Mississippi Mud Pie
User Reviews
4.6
Mississippi Mud Pie
Description
This Mississippi Mud Pie begins with a baked crust made from flour, chopped pecans, and melted butter, pressed firmly into a baking dish. Once baked and cooled, it is topped with a cream cheese layer blended with powdered sugar, white chocolate pudding mix, and part of the whipped topping to create a smooth, sweet foundation. Above this lies a thick layer of chocolate instant pudding mixed with milk, offering a glossy, chocolate richness that contrasts with the tangy cream cheese beneath.
The final layer of the pie is a heavy spread of whipped topping, which adds a light, airy texture to the dense layers below. The pie is garnished with additional chopped pecans and chocolate shavings for extra flavor and crunch. This structured layering provides a balance of textures and flavors ranging from nutty and buttery crust to sweet, creamy, and chocolatey layers.

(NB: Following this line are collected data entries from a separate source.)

PR #152, opened 2021-09-09
[BE-102] Automate Package Publishing

daltonscharff:
[RFC: Publish action-destinations Package Using CI Pipeline](https://paper.dropbox.com/doc/RFC-Publish-action-destinations-Package-Using-CI-Pipeline--BSEadZPFIYUeAi9sUggLCRTlAg-H0LJ3fjhkyJLVICXjGOTn)
[BE-102](https://segment.atlassian.net/browse/BE-102)

## Background
One pain point of this repository is that it requires developers to publish new packages from their local machines. I recently proposed an RFC (linked above) that outlined a plan to automate this package publishing process. The proposed solution, `auto`, did not work as seamlessly with monorepos as expected, so the solution in this PR is a bit different (and forgoes the changelog requirement altogether). The RFC contains a lot of good discussion and ideas on alternate implementations, which is why I've included it as a reference document. Since there are many different ideas, I intend this solution to be iterated on and modified in the future. My goal of this PR is to see if this is an agreeable first step in the right direction.

## Developer Experience
This PR establishes a `publish` GitHub action that can run **manually via workflow dispatch** or **automatically when a new pull request is merged**. 

[auto-publish-demo](https://github.com/segmentio/auto-publish-demo) is a repository that demonstrates this experience. Feel free experiment and merge PRs on that repository to get a better understanding. Since it is a demo, no `hello-world` or `random-number-generator` packages are published, but the [release tags](https://github.com/segmentio/auto-publish-demo/releases) are updated after the publish action is run. Running the `publish` action on `action-destinations` publishes NPM packages as well as updates release tags.

### Option 1: Manual trigger
1. In this repository, navigate to the 'Actions' tab
2. Under 'Workflows', click 'Publish'
3. In the workflow history box, click 'Run workflow'
4. Ensure the `main` branch is selected and enter the semver version you would like to publish
    - accepts any valid command for [lerna publish](https://github.com/lerna/lerna/tree/main/commands/publish#readme) (e.g., major, minor, patch)

### Option 2: Automated via PR
1. Clone the repository
2. Create a new branch
3. Modify one of the packages in the `./packages` directory
4. Push your changes
5. Create a pull request
6. Specify a label associated with the semver version you would like to publish
    - valid labels include `major`, `minor`, or `patch`
7. Merge the pull request

## Potential Issues
- All PRs that contain a label of `major`, `minor`, or `patch` will be published upon PR merge.
  - maybe only PRs with the label `publish` (or similar) should be published
- No changelog is generated
  - would be a nice addition if we began batching changes together

### DIFF
--- a/.github/workflows/publish.yml
+++ b/.github/workflows/publish.yml
@@ -1,0 +1,95 @@
+name: Publish
+
+on:
+  pull_request:
+    branches: [main]
+    types: [closed]
+  workflow_dispatch:
+    inputs:
+      version:
+        description: 'Semver version to bump'
+        required: true
+        default: 'patch'
+
+jobs:
+  get-version:
+    runs-on: ubuntu-latest
+    outputs:
+      version: ${{ steps.workflow.outputs.version || steps.major.outputs.version ||  steps.minor.outputs.version ||  steps.patch.outputs.version }}
+    steps:
+      - id: patch
+        if: ${{ contains(github.event.pull_request.labels.*.name, 'patch') }}
+        run: echo "::set-output name=version::patch"
+      - id: minor
+        if: ${{ contains(github.event.pull_request.labels.*.name, 'minor') }}
+        run: echo "::set-output name=version::minor"
+      - id: major
+        if: ${{ contains(github.event.pull_request.labels.*.name, 'major') }}
+        run: echo "::set-output name=version::major"
+      - id: workflow
+        if: ${{ github.event_name == 'workflow_dispatch' }}
+        run: echo "::set-output name=version::${{ github.event.inputs.version }}"
+
+  test-build-and-publish:
+    runs-on: ubuntu-latest
+
+    needs: get-version
+    if: ${{ needs.get-version.outputs.version }}
+
+    strategy:
+      matrix:
+        node-version: [14.x]
+
+    steps:
+      - uses: actions/checkout@v2
+        with:
+          persist-credentials: false
+
+      - name: Use Node.js ${{ matrix.node-version }}
+        uses: actions/setup-node@v2
+        with:
+          node-version: ${{ matrix.node-version }}
+          registry-url: 'https://registry.npmjs.org'
+
+      - name: Get yarn cache directory path
+        id: yarn-cache-dir-path
+        run: echo "::set-output name=dir::$(yarn cache dir)"
+
+      - uses: actions/cache@v2
+        id: yarn-cache # use this to check for `cache-hit` (`steps.yarn-cache.outputs.cache-hit != 'true'`)
+        with:
+          path: ${{ steps.yarn-cache-dir-path.outputs.dir }}
+          key: ${{ runner.os }}-yarn-${{ hashFiles('**/yarn.lock') }}
+          restore-keys: |
+            ${{ runner.os }}-yarn-
+
+      - name: Install Dependencies
+        run: yarn install --frozen-lockfile
+        env:
+          NODE_AUTH_TOKEN: ${{ secrets.NPM_TOKEN }}
+
+      - name: Build
+        run: NODE_ENV=production yarn build
+
+      - name: Lint
+        run: yarn lint
+
+      - name: Test
+        run: yarn test
+
+      - name: destination-subscriptions size
+        run: |
+          if $(lerna changed | grep -q destination-subscriptions); then
+            yarn subscriptions size
+          fi
+
+      - name: Set author
+        run: |
+          git config user.email "github-actions@github.com"
+          git config user.name "github-actions"
+
+      - name: Publish
+        env:
+          GITHUB_TOKEN: ${{ secrets.GH_PAT }}
+          NPM_TOKEN: ${{ secrets.NPM_TOKEN }}
+        run: lerna version ${{ needs.get-version.outputs.version }} --yes
--- a/.github/workflows/publish.yml
+++ b/.github/workflows/publish.yml
@@ -89,8 +89,8 @@ jobs:
 
       - name: Set author
         run: |
-          git config user.email "github-actions@github.com"
-          git config user.name "github-actions"
+          git config user.email "`git log --format='%ae' HEAD^!`"
+          git config user.name "`git log --format='%an' HEAD^!`"
 
       - name: Publish
         env:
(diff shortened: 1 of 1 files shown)


.github/workflows/publish.yml
```diff
@@ -0,0 +1,95 @@
...
+          NODE_AUTH_TOKEN: ${{ secrets.NPM_TOKEN }}
+
+      - name: Build
+        run: NODE_ENV=production yarn build
+
+      - name: Lint
+        run: yarn lint
+
+      - name: Test
+        run: yarn test
```
gpsamson, line 78: I'm not sure this is feasible since the `publish` workflow can be triggered without a `ci` workflow, but it would be nice to forgo these steps and rely on the `ci` workflow to lint and test.

https://github.com/segmentio/action-destinations/actions/workflows/ci.yml

.github/workflows/publish.yml
```diff
@@ -0,0 +1,95 @@
...
+      - name: destination-subscriptions size
+        run: |
+          if $(lerna changed | grep -q destination-subscriptions); then
+            yarn subscriptions size
+          fi
+
+      - name: Set author
+        run: |
+          git config user.email "github-actions@github.com"
+          git config user.name "github-actions"
```
gpsamson, line 89: Are we able to get assign owner of the commit rather than a generic user?

gpsamson (commented):
I'm excited about this! Nice work spiking and speccing this out 🔥

.github/workflows/publish.yml
daltonscharff: I agree. I think we could change these steps to only run if the publish action is triggered from a workflow dispatch since they'd be redundant if it's triggered from a PR merge.

gpsamson: Ahh, that's how you'd do it. Neat!

.github/workflows/publish.yml
daltonscharff: Yes I think this is possible. I'll work on making that change.

.github/workflows/publish.yml
```diff
@@ -0,0 +1,97 @@
+name: Publish
+
+on:
+  pull_request:
```
lcampos, line 4: Can we use `path` or `path-ignore` to only trigger the action on meaningful code changes ?

.github/workflows/publish.yml
```diff
@@ -0,0 +1,97 @@
...
+      - name: Set author
+        run: |
+          git config user.email "github-actions@github.com"
+          git config user.name "github-actions"
+
+      - name: Publish
+        env:
+          GITHUB_TOKEN: ${{ secrets.GH_PAT }}
+          NPM_TOKEN: ${{ secrets.NPM_TOKEN }}
+        run: lerna version ${{ needs.get-version.outputs.version }} --yes
```
lcampos, line 97: We'll need to add `--allow-branch` or modify the current allowBranch config if we want to use this with a branch different than `main`
https://github.com/segmentio/action-destinations/blob/7cbdf06b2cdd333b92bc3b23a1e8d2547e055ccc/lerna.json#L11

.github/workflows/publish.yml
daltonscharff: I like this. I'll add it!

.github/workflows/publish.yml
daltonscharff: This now sets these values to the name and email associated with the most recent commit in the branch.

.github/workflows/publish.yml
```diff
@@ -0,0 +1,99 @@
...
+
+      - name: Test
+        if: ${{ github.event_name == 'workflow_dispatch' }}
+        run: yarn test
+
+      - name: destination-subscriptions size
+        run: |
+          if $(lerna changed | grep -q destination-subscriptions); then
+            yarn subscriptions size
+          fi
```
gpsamson, line 88: It's probably okay to ignore this step
```suggestion
```

.github/workflows/publish.yml
```diff
@@ -0,0 +1,99 @@
...
+      - name: Install Dependencies
+        run: yarn install --frozen-lockfile
+        env:
+          NODE_AUTH_TOKEN: ${{ secrets.NPM_TOKEN }}
+
+      - name: Build
+        run: NODE_ENV=production yarn build
+
+      - name: Lint
+        if: ${{ github.event_name == 'workflow_dispatch' }}
```
gpsamson, line 77: 🔥

.github/workflows/publish.yml
gpsamson: Shouldn't this line be `lerna publish`?

I'd be down to merge this in without support for non-`main` branches, then follow up to support those. I think there's some additional complexity that may warrant more thinking and additional workflow. Is there a way to publish prerelease versions with branch names or commit SHAs? Are there additional guardrails we want in place for pull request publishes?

daltonscharff: It should be `lerna publish`. That was an oversight that I've fixed now. And I agree that maybe the non-main branch publishes could come later due to added complexity.

mshwery:
What happens when someone adds multiple version labels (major + minor + patch or some combination of 2 or more)?

mshwery:
Also, do we have any considerations for how a developer can publish a canary (that will not conflict with other canaries that have never been merged)?

daltonscharff:
> What happens when someone adds multiple version labels (major + minor + patch or some combination of 2 or more)?
https://github.com/segmentio/action-destinations/blob/2bd1339801f896598b515c1845d9999284cdd18b/.github/workflows/publish.yml#L20
Major has precedence over minor, which has precedence over patch. So applying the labels `major` and `patch` to a single PR would make for a major version bump.

daltonscharff:
> Also, do we have any considerations for how a developer can publish a canary (that will not conflict with other canaries that have never been merged)?

Maybe in order to publish a canary, the user can go into the github actions tab and select their branch. Seeing that the selected branch isn't `main`, the publish workflow can then publish it with as a canary? That functionality hasn't been built out here yet, but I wonder if this would meet requirements.

gpsamson (approved):
:shipit: +1 to supporting prerelease publishing in a follow-up PR since it will introduce a bit more complexity to the workflow.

The use of instant pudding mixes sets the texture firm enough for slicing while keeping the dessert smooth and creamy. The white chocolate pudding enhances creaminess and provides a subtle sweetness that complements the chocolate pudding. This pie is typically served chilled.
Ingredients
Crust
- 1 cup all-purpose flour
- ¾ cup pecans chopped
- ½ cup butter melted, unsalted
Cream Cheese Layer
- 8 ounces cream cheese softened
- 3.5 ounces instant white chocolate pudding mix (1 box)
- ¾ cup powdered sugar
- 8 ounces Cool Whip divded
Chocolate Layer
- 7 ounces instant chocolate pudding mix (2 boxes)
- 3 cups milk
Topping
- 16 ounces Cool Whip
- 2 milk chocolate candy bars (I used Hershey's)
Instructions
Crust
- Preheat oven to 350 degrees F.
- Add flour, pecan, and melted butter with a medium mixing bowl and stir until combined and moistened. Pour the crust into a 9-inch x 13-inch baking dish and press firmly in an even layer to create the crust.

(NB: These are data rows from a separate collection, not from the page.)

PR #158, opened 2021-09-13
Add webhook action

tysonmote:


packages/destination-actions/src/destinations/webhook/postJSON/index.ts
```diff
@@ -0,0 +1,31 @@
+import type { ActionDefinition } from '@segment/actions-core'
+import type { Settings } from '../generated-types'
+import type { Payload } from './generated-types'
+
+const action: ActionDefinition<Settings, Payload> = {
+  title: 'Post JSON',
```
mshwery, line 6: WDYT of `Send to Webhook` or `POST Webhook`?

packages/destination-actions/src/destinations/webhook/postJSON/index.ts
```diff
@@ -0,0 +1,31 @@
...
+  description: 'POST JSON to a custom URL',
```
mshwery, line 7: Why limit to json? Make that configurable with the action fields.

What if we add `payload_type: 'form' | 'json'` and `body` could be `data` (so it's a bit more agnostic to content-type).

packages/destination-actions/src/destinations/webhook/postJSON/index.ts
```diff
@@ -0,0 +1,31 @@
...
+      description: 'URL to deliver JSON-encoded message to.',
+      type: 'string',
+      required: true,
+      format: 'uri'
+    },
+    body: {
+      label: 'Body',
+      description: 'Message to deliver to webhook URL (JSON-encoded).',
+      type: 'object',
+      default: { '@path': '$' }
```
mshwery, line 20: You know I never tried this. Not sure if it works (we aren't using jsonpath because it was so big and provided way more features than we wanted to debug/support).

packages/destination-actions/src/destinations/webhook/postJSON/index.ts
mshwery: Could even consider pulling in the request method as a field – unless we want them to be separate actions (unclear if they would have different schemas. I can imagine a `GET` different than a `POST|PUT|PATCH`.

mshwery (approved):
let's merge this and we can iterate – and i can add a `performBatch` to my branch

packages/destination-actions/src/destinations/webhook/postJSON/index.ts
tysonmote: Ah, yeah -- forgot about that. It looks like this doesn't work. I'm pushing a fix shortly.

packages/destination-actions/src/destinations/webhook/postJSON/index.ts
tysonmote: Yeah, that makes a lot of sense. Pushing a commit in a bit.

packages/core/src/get.ts
```diff
@@ -5,17 +5,18 @@
 export function get<T = unknown, Default = undefined>(
   // eslint-disable-next-line @typescript-eslint/no-explicit-any
   obj: any,
-  path: string | string[],
-  defValue?: Default
```
tysonmote, line 9: Just a heads up -- this argument was unused so I removed it.

packages/core/src/get.ts
```diff
@@ -5,17 +5,18 @@
...
+  path: string | string[]
 ): T | Default | undefined {
-  // If path is not defined or it has false value
-  if (!path) return defValue
```
mshwery, line 12: Were we not using this argument ever?

packages/destination-actions/src/destinations/webhook/index.ts
```diff
@@ -0,0 +1,15 @@
+import type { DestinationDefinition } from '@segment/actions-core'
+import type { Settings } from './generated-types'
+
+import send from './send'
+
+const destination: DestinationDefinition<Settings> = {
+  name: 'Webhook',
+  slug: 'webhook',
```
mshwery, line 8:
```suggestion
  slug: 'actions-webhook',
```

packages/destination-actions/src/destinations/webhook/send/index.ts
```diff
@@ -0,0 +1,52 @@
...
+      description: 'URL to deliver data to.',
+      type: 'string',
+      required: true,
+      format: 'uri'
+    },
+    method: {
+      label: 'Method',
+      description: 'HTTP method to use.',
+      type: 'string',
+      default: 'POST',
```
mshwery, line 34:
```suggestion
      choices: [
        { label: 'POST', value: 'POST' },
        { label: 'PUT', value: 'PUT' },
        { label: 'PATCH', value: 'PATCH' },
        { label: 'DELETE', value: 'DELETE' },
        { label: 'GET', value: 'GET' }
      ],
      default: 'POST',
```

mshwery: Maybe we should support a shorthand for `['Same Label <> Value']` strings.

mshwery (approved):

packages/core/src/get.ts
tysonmote: Nope! I tried to comment this but GitHub lost it...

PR #159, opened 2021-09-13
Remove actions-core from optional deps

gpsamson:
Removes `@segment/actions-core` as an _optional_ dependency of other packages. The external workflow doesn't break with this change: https://github.com/segmentio/action-destinations/runs/3592019198


mshwery (approved):
Do we need to `yarn install` after this change? Will it impact the lockfile at all?

daltonscharff (approved):
Looks good to me!

gpsamson:
> Do we need to `yarn install` after this change? Will it impact the lockfile at all?

I ran `yarn install` a few times and the lockfile didn't change. CI would have failed since we use `--frozen-lockfile`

- Bake for 15 minutes. Remove from oven and cool completely before adding pie filling.
Pie
- While crust is cooling, mix cream cheese, powdered sugar, white chocolate pudding, and 8 ounces of Cool Whip in a large mixing bowl until smooth.

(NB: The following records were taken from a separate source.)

PR #160, opened 2021-09-13
make github cancel jobs that take too long

mshwery:
Prevent this insanity:

Screen Shot 2021-09-13 at 4 31 37 PM

### DIFF
--- a/.github/workflows/ci.yml
+++ b/.github/workflows/ci.yml
@@ -103,4 +103,4 @@ jobs:
         env:
           SNYK_TOKEN: ${{ secrets.SNYK_TOKEN }}
         with:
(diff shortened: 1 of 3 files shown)


gpsamson (approved):
LGTM. Looks like Snyk is flagging a vulnerability though?

daltonscharff (approved):

mshwery:
> LGTM. Looks like Snyk is flagging a vulnerability though?
> 
> See: https://github.com/segmentio/action-destinations/pull/160/checks?check_run_id=3592276056#step:9:61

Yeah – annoyingly it's a package that we cannot upgrade because the consumer dependencies may not be prepared for esmodules (the patch is only available as pure esm)

PR #161, opened 2021-09-13
Load cps-client at runtime

gpsamson:
Oclif suffers from a bug where all commands are imported (but not invoked) anytime the CLI is called, regardless of which command it is (see https://github.com/oclif/oclif/issues/606). This issue causes confusing errors to be logged when the builder doesn't have `@segment/control-plane-service-client` installed:

```
(node:19492) [MODULE_NOT_FOUND] Error Plugin: @segment/actions-cli: Cannot find module '@segment/control-plane-service-client'
Require stack:
- /Users/builder/action-destinations/packages/cli/src/lib/control-plane-service.ts
- /Users/builder/action-destinations/packages/cli/src/lib/control-plane-client.ts
- /Users/builder/action-destinations/packages/cli/src/commands/push-browser-destinations.ts
- /Users/builder/action-destinations/node_modules/@oclif/config/lib/plugin.js
- /Users/builder/action-destinations/node_modules/@oclif/config/lib/config.js
- /Users/builder/action-destinations/node_modules/@oclif/config/lib/index.js
- /Users/builder/action-destinations/node_modules/@oclif/command/lib/command.js
- /Users/builder/action-destinations/node_modules/@oclif/command/lib/index.js
- /Users/builder/action-destinations/packages/cli/bin/run
module: @oclif/config@1.17.0
task: toCached
plugin: @segment/actions-cli
root: /Users/builder/action-destinations/packages/cli
See more details with DEBUG=*
(Use `node --trace-warnings ...` to show where the warning was created)
```

This pull request updates the CLI so the `@segment/control-plane-service-client` dependency is loaded when commands are run/invoked so `MODULE_NOT_FOUND` are no longer logged.

When a command is invoked and the CPS client can't be loaded, this warning will be printed:
```
❯ ./bin/run push
 ›   Warning: This command is only available to Segmenters. If you are a Segment internal builder please run `yarn
 ›   install` and ensure the control-plane-service-client is installed.
```

### DIFF
--- a/packages/cli/src/commands/push-browser-destinations.ts
+++ b/packages/cli/src/commands/push-browser-destinations.ts
@@ -7,6 +7,7 @@ import ora from 'ora'
 import { assetPath } from '../config'
 import type { RemotePlugin } from '../lib/control-plane-service'
 import { prompt } from '../lib/prompt'
+import loadCPS from '../lib/control-plane-service'
 import {
   getDestinationMetadatas,
   getRemotePluginByDestinationIds,
@@ -34,6 +35,18 @@ export default class PushBrowserDestinations extends Command {
   static args = []
 
   async run() {
+    try {
+      await loadCPS()
+    } catch (err) {
+      if (err.code === 'MODULE_NOT_FOUND') {
+        this.warn(
+          'This command is only available to Segmenters. If you are a Segment internal builder please run `yarn install` and ensure the control-plane-service-client is installed.'
+        )
+      } else {
+        this.error(err.message)
+      }
+      this.exit()
+    }
     const { flags } = this.parse(PushBrowserDestinations)
     const { destinationIds } = await prompt<{ destinationIds: string[] }>({
       type: 'multiselect',
--- a/packages/cli/src/commands/push-browser-destinations.ts
+++ b/packages/cli/src/commands/push-browser-destinations.ts
@@ -36,7 +36,7 @@ export default class PushBrowserDestinations extends Command {
 
   async run() {
     try {
-      await loadCPS()
+      loadCPS()
     } catch (err) {
       if (err.code === 'MODULE_NOT_FOUND') {
         this.warn(
--- a/packages/cli/src/commands/push.ts
+++ b/packages/cli/src/commands/push.ts
@@ -81,7 +81,7 @@ export default class Push extends Command {
 
   async run() {
     try {
-      await loadCPS()
+      loadCPS()
     } catch (err) {
       if (err.code === 'MODULE_NOT_FOUND') {
         this.warn(
--- a/packages/cli/src/commands/push.ts
+++ b/packages/cli/src/commands/push.ts
@@ -11,6 +11,7 @@ import chalk from 'chalk'
 import { uniq, pick, omit, sortBy, mergeWith } from 'lodash'
 import { diffString } from 'json-diff'
 import ora from 'ora'
+import loadCPS from '../lib/control-plane-service'
 import type {
   ClientRequestError,
   DestinationMetadata,
@@ -79,6 +80,19 @@ export default class Push extends Command {
   static args = []
 
   async run() {
+    try {
+      await loadCPS()
+    } catch (err) {
+      if (err.code === 'MODULE_NOT_FOUND') {
+        this.warn(
+          'This command is only available to Segmenters. If you are a Segment internal builder please run `yarn install` and ensure the control-plane-service-client is installed.'
+        )
+      } else {
+        this.error(err.message)
+      }
+      this.exit()
+    }
+
     const { flags } = this.parse(Push)
 
     const { metadataIds } = await prompt<{ metadataIds: string[] }>({
--- a/packages/cli/src/lib/control-plane-client.ts
+++ b/packages/cli/src/lib/control-plane-client.ts
@@ -1,5 +1,5 @@
-import {
-  controlPlaneService,
+import loadCPS from '../lib/control-plane-service'
+import type {
   DestinationMetadata,
   DestinationMetadataAction,
   DestinationMetadataActionCreateInput,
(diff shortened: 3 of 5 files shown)


packages/cli/src/lib/control-plane-service.ts
```diff
@@ -1,16 +1,26 @@
...
-  timeout: 10000,
-  headers: {
-    // All calls from this script are system-to-system and shouldn't require authz checks
-    // TODO remove this once we support auth tokens
-    'skip-authz': '1'
+let client: Client
+
+export default async function loadCPS(): Client {
+  if (!client) {
+    const module = await import('@segment/control-plane-service-client')
```
mshwery, line 10: Instead of dynamic import, can we use `require`?
```suggestion
export default function createClient(): Client {
  if (!client) {
    const module = require('@segment/control-plane-service-client')
```

mshwery: You may need an eslint ignore for the `require` but there should be some prior art somewhere:
https://github.com/segmentio/action-destinations/blob/df68122c34cfcac6f8cabb28cd6ea64f3b57bbf5/packages/cli/src/lib/destinations.ts#L21

packages/cli/src/lib/control-plane-client.ts
```diff
@@ -160,6 +168,7 @@ export async function updateRemotePlugin(plugin: RemotePlugin): Promise<RemotePl
 }
 
 export async function createRemotePlugin(plugin: RemotePlugin): Promise<RemotePlugin> {
+  const controlPlaneService = await loadCPS()
```
mshwery, line 171: You actually shouldn't need this `loadCPS` wrapper function if you do `require('../path/to/module')` since it will only be required in that codepath.

packages/cli/src/lib/control-plane-client.ts
```diff
@@ -64,6 +67,7 @@ export async function updateDestinationMetadata(
 }
 
 export async function setSubscriptionPresets(metadataId: string, presets: DestinationSubscriptionPresetInput[]) {
+  const controlPlaneService = await loadCPS()
   const { data, error } = await controlPlaneService.setDestinationSubscriptionPresets(NOOP_CONTEXT, {
```
mshwery, line 71: Seems that the client isn't being typed properly...

packages/cli/src/lib/control-plane-client.ts
gpsamson: Ahh, you're right! 🙇🏽

packages/cli/src/commands/push.ts
```diff
@@ -79,6 +80,19 @@ export default class Push extends Command {
...
+      if (err.code === 'MODULE_NOT_FOUND') {
+        this.warn(
+          'This command is only available to Segmenters. If you are a Segment internal builder please run `yarn install` and ensure the control-plane-service-client is installed.'
+        )
+      } else {
+        this.error(err.message)
+      }
+      this.exit()
+    }
+
```
gpsamson, line 95: I purposely left this block even though helper functions in `lib/control-plane-client` call it to in order to give immediate feedback to the builder. Rather than failing after they fill out the prompts.

packages/cli/src/lib/control-plane-service.ts
```diff
@@ -1,16 +1,29 @@
...
+      name: 'control-plane-service',
+      url: 'http://control-plane-service.segment.local',
+      userAgent: 'Segment (actions cli)',
+      timeout: 10000,
+      headers: {
+        // All calls from this script are system-to-system and shouldn't require authz checks
+        // TODO remove this once we support auth tokens
+        'skip-authz': '1'
+      }
+    })
```
gpsamson, line 25: Couldn't quite resolve this type issue so I did what any experienced engineer would do and ignored the line. :)

From what I've read, it's due to the require statement happening at runtime but I couldn't find any helpful suggestions. Anyone have any thoughts on how to resolve?

packages/cli/src/commands/push-browser-destinations.ts
```diff
@@ -34,6 +35,18 @@ export default class PushBrowserDestinations extends Command {
   static args = []
 
   async run() {
+    try {
+      loadCPS()
```
mshwery, line 39: Do we need to use the module somewhere?

packages/cli/src/lib/control-plane-service.ts
mshwery: I think it can't find the types because it's a `require`.

You could try to do `/** @type {import('@segment/control-plane-service-client')} */` right above it. Might need a `typeof` in there...

gpsamson: I tried with and without `typeof` I'm still getting type errors. I would also assume that the `import type { Client }`(see [here](https://github.com/segmentio/action-destinations/pull/161/files#diff-926602a4b37e13925620923036bdea084c5df7a7c92c772e2749fb7b0744fda9R2)) would help things but I guess not?

packages/cli/src/commands/push-browser-destinations.ts
gpsamson: This block aims to give immediate feedback to the builder. If we remove this block, an external builder could fill out prompts before being notified that the command won't work for them.

mshwery:
@gpsamson what are your thoughts around making the internal parts of the CLI a separate oclif plugin? That way we could make this process smoother – people could do `yarn install` directly, and avoid obscure optional dep errors that may cause confusion. I think it'll be a little bit of time before we are ready to release all of the internal commands.

gpsamson:
> @gpsamson what are your thoughts around making the internal parts of the CLI a separate oclif plugin? That way we could make this process smoother – people could do `yarn install` directly, and avoid obscure optional dep errors that may cause confusion. I think it'll be a little bit of time before we are ready to release all of the internal commands.
> 
> (If you think this PR solves it in a more direct/simpler way, let's keep going with it)

@mshwery I agree with that approach! That (imo) is the most correct way to mitigate these issues.

gpsamson:
Closing in favor of a separate internal command plugin. Tracking in Jira (see backlog)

- Once the crust is completely cooled, spread the cream cheese layer evenly over the crust.
- Add the chocolate instant pudding mix and milk to a medium mixing bowl. Stir together with a whisk for 2 minutes. Pudding with be smooth and thickened. Spread the chocolate pudding over the cream cheese layer so it's covered completely.
- Top your mud pie with 16 ounces of Cool Whip. Spread it out all over the pie so it reached the corners of the pan. Sprinkle extra chopped pecan and chocolate shavings (from your chocolate bars) over the whipped topping. Cover and refirgerate until ready to serve.
Notes
- The white chocolate pudding mix adds a creamy smoothness to the pie's flavor profile.
Nutrition Information
Show DetailsNutrition Facts
Serving: 8slices
Amount Per Serving
Calories 739 kcal
% Daily Value*
| Calories | 739kcal | 37% |
| Carbohydrates | 90g | 30% |
| Protein | 11g | 22% |
| Fat | 39g | 60% |
| Saturated Fat | 20g | 100% |
| Cholesterol | 84mg | 28% |
| Sodium | 715mg | 30% |
| Potassium | 396mg | 8% |
| Fiber | 3g | 12% |
| Sugar | 61g | 122% |
| Vitamin A | 1032IU | 21% |
| Calcium | 241mg | 24% |
| Iron | 2mg | 11% |
* Percent Daily Values are based on a 2,000 calorie diet.